Issue #167, opened 2021-11-01
Link to Volunteer Service Transcript


bryantal:
We need a link to volunteer service transcript from the user's profile page.  Let's use Bootstrap's nav tabs to complete this similar to how it is implemented on the edit event page and track volunteers page.

![image](https://user-images.githubusercontent.com/28715731/139686919-99a8faa5-dc00-4c5c-9a64-3857a29e59d7.png)
![image](https://user-images.githubusercontent.com/28715731/139686566-dd15d889-05eb-4992-b64c-ba54e049cc1e.png)

route: [IP Address]:8080/profile/[username]

bryantal:
![](https://github.trello.services/images/mini-trello-icon.png) [CELTS #167: Link to Volunteer Service Transcript](https://trello.com/c/9DuQan6w/336-celts-167-link-to-volunteer-service-transcript)

PR #188, opened 2021-11-05
Adds Tabs to Link Service Transcript and Upcoming Events

zachneill:
This PR fixes issue #167 where there was no link to the volunteer service transcript page. 

There is now a nav-tab in both serviceTranscript.html and volunteerProfile.html. I also added and reformatted their names to better reflect the wireframe. 

TO TEST:
Go to /profile/<USERNAME> 
There should be a nav-tab that takes the user to the username's transcript. 
Click on "Service Transcript" 
It sends the user to /<USERNAME>/serviceTranscript


zachneill:
This PR accidentally pulled from a different branch. I'm closing it and instead using PR #189

PR #189, opened 2021-11-05
Adds Tabs to Link Service Transcript and Upcoming Events

zachneill:
This PR fixes issue #167 where there was no link to the volunteer service transcript page.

**About this exercise**
Every line above that includes the string "images" should be counted, and the answer should be that number only.

**Written response**
3